Problem — What you need to produce from the material below is an exact transcription of the lines from the one with "PR #440, opened 2023-03-21" through the one with "-2,22 +2,14 @@", both included, and no other line.
____
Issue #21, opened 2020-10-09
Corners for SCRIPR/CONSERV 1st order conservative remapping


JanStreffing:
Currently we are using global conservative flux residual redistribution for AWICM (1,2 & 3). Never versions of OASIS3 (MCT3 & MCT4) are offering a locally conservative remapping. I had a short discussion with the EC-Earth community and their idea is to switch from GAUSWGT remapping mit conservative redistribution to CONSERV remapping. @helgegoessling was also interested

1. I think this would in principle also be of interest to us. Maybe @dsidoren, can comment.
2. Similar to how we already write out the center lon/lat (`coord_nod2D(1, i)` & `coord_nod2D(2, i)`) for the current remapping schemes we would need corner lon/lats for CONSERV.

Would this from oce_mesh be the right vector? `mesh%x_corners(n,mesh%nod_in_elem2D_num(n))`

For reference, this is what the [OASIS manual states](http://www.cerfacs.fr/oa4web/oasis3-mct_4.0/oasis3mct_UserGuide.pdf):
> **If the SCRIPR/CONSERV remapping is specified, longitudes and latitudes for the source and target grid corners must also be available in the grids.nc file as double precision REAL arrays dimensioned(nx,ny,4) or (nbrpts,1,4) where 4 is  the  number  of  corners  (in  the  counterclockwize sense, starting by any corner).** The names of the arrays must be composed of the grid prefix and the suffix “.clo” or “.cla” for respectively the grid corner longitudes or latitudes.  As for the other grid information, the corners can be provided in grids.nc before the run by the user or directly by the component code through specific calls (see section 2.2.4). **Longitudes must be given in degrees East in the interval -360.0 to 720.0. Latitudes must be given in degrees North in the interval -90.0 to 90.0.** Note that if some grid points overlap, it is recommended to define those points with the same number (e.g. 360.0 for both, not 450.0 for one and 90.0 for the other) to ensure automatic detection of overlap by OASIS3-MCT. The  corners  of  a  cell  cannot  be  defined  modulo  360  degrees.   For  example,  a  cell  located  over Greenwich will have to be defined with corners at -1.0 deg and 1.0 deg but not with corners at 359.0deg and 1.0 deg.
____
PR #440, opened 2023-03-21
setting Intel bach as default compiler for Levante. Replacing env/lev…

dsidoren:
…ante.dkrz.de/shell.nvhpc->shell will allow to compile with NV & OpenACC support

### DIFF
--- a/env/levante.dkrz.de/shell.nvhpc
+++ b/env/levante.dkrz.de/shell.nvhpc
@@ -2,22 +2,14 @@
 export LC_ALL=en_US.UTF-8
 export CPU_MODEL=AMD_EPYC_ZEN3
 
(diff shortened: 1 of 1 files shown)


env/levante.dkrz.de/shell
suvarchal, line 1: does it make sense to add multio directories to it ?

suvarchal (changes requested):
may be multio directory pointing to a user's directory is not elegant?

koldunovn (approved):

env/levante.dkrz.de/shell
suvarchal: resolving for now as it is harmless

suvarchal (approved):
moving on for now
____
Answer to this exercise —
PR #440, opened 2023-03-21
setting Intel bach as default compiler for Levante. Replacing env/lev…

dsidoren:
…ante.dkrz.de/shell.nvhpc->shell will allow to compile with NV & OpenACC support

### DIFF
--- a/env/levante.dkrz.de/shell.nvhpc
+++ b/env/levante.dkrz.de/shell.nvhpc
@@ -2,22 +2,14 @@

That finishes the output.